As the excitement over preparations for the visit of Pope Francis to Philadelphia was building on Thursday, Sept. 3, just 23 days before his Sept. 26 arrival, it seemed fitting that in front of the Cathedral Basilica of SS. Peter and Paul would be a visible representation of the pope’s favorite religious image: “Mary, Undoer of Knots.”
“The Knotted Grotto” is a dome-shaped lattice-work frame that stands about 10 feet high with an approximately 20-foot circumference that was dedicated Thursday morning with prayers led by Father Dennis Gill, rector of the cathedral, and remarks from Imam Abdul-Aleem, of the Masjidullah Mosque in Philadelphia.
The grotto, which can be entered through an opening so that petitioners can tie white, ribbon-like strings from the inside and outside, already has 3,000 knots each representing prayers of petition.
Project HOME, the Philadelphia organization serving homeless people in the city, has been collecting the pieces of cloth on which petitions are written throughout the Philadelphia and Camden, N.J., regions.
Over the past several months the group canvassed prisons, soup kitchens and workshops, collecting a total of 30,000 petitions that reflect poignant prayers for topics ranging from personal issues to social justice to health concerns.
A few examples include: “I am asking for prayers for my whole family;” “Let there be food for all … bountiful food for all;” “More faith in God and more belief in God’s love;” “For school communities, that students, teachers/professors can come together and share school pride and values.”

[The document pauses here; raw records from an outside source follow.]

PR #2272, opened 2016-11-17
changing nCopies registration to use FieldSerializer

lbergelson:
this seems to fix an issue with serializing Genotypes in haplotype caller
updating kryo-serializers:0.37 -> 0.41 just in case

I couldn't come up with a test case that fails when run locally.  It only seems to fail when run with spark-submit.

### DIFF
--- a/src/main/java/org/broadinstitute/hellbender/engine/spark/GATKRegistrator.java
+++ b/src/main/java/org/broadinstitute/hellbender/engine/spark/GATKRegistrator.java
@@ -6,6 +6,10 @@ import com.esotericsoftware.kryo.serializers.JavaSerializer;
 import com.google.api.services.genomics.model.Read;
 import de.javakaffee.kryoserializers.UnmodifiableCollectionsSerializer;
 import htsjdk.samtools.SAMRecord;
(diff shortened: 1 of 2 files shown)


src/main/java/org/broadinstitute/hellbender/engine/spark/GATKRegistrator.java
```diff
@@ -52,6 +56,9 @@ public void registerClasses(Kryo kryo) {
         //register to avoid writing the full name of this class over and over
         kryo.register(PairedEnds.class, new FieldSerializer<>(kryo, PairedEnds.class));
 
+        kryo.register(Allele.class, new FieldSerializer<>(kryo, Allele.class));
+        kryo.register(FastGenotype.class, new FieldSerializer<>(kryo, FastGenotype.class));
+        kryo.register(VariantContext.class, new FieldSerializer<>(kryo, VariantContext.class));
```
droazen: If these 3 registrations are not strictly necessary, can we drop them? According to Kryo docs, `FieldSerializer` is already the default.

droazen:
One comment to address, then merge when ready.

One prison inmate penned his hope to be free of addiction and be able to make a life for himself once released. Some petitioners asked for healing from anxiety or cancer, or other physical and mental disorders.

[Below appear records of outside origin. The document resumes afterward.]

Issue #2274, opened 2016-11-18
Collection arguments should replace the default value instead of appending


LeeTL1220:
```java

@Argument(
            doc = "PreAdapter Detail artifacts of interest on the forward strand.  'C/A' for a single artifact.  Separated by commas to assume multiple artifacts at the same time:  'C/A,T/G'  Artifacts must be one base to one base (e.g. 'CC/CA' is illegal).  C>A is OxoG.",
            shortName = ARTIFACT_MODES_SHORT_NAME, // -A
            fullName = ARTIFACT_MODES_FULL_NAME,
            optional = true
    )
    protected List<String> artifactModes = new ArrayList<>(Collections.singletonList("C/A"));

```
Using ``... -A C/T -A G/A ....``

I would expect to see a list ``["C/T", "G/A"]``

but instead the artifactModes argument is populated as follows:
```
0 = {String@2400} "C/A"
1 = {String@2401} "C/T"
2 = {String@2402} "G/A"
```

i.e. ``["C/A", "C/T", "G/A"]``

PR #2275, opened 2016-11-21
Change command line collection argument behavior from "append" to "replace". 

cmnbroad:
Also reject 'null' for collection arguments when used as one of several values for the same option.

Fixes https://github.com/broadinstitute/gatk/issues/2274.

Project HOME commissioned artist Meg Saligman to create the grotto to help draw attention to those in need, especially members of society for whom Pope Francis focuses much of his concern.
“We invited Meg to create this work of art so that people will be moved to acknowledge a higher power and to also acknowledge the power within themselves to act,” said Mercy Sister Mary Scullion, executive director of Project HOME. “We need God’s grace to untie the knots.”
Members of the organization, wearing yellow T-shirts with blue lettering with the message, “Act with Mercy, Seek Justice,” were scattered throughout the crowd asking those who attended to sign petitions that will be sent to Congress, urging its members to act in a bipartisan fashion to alleviate homelessness and hunger.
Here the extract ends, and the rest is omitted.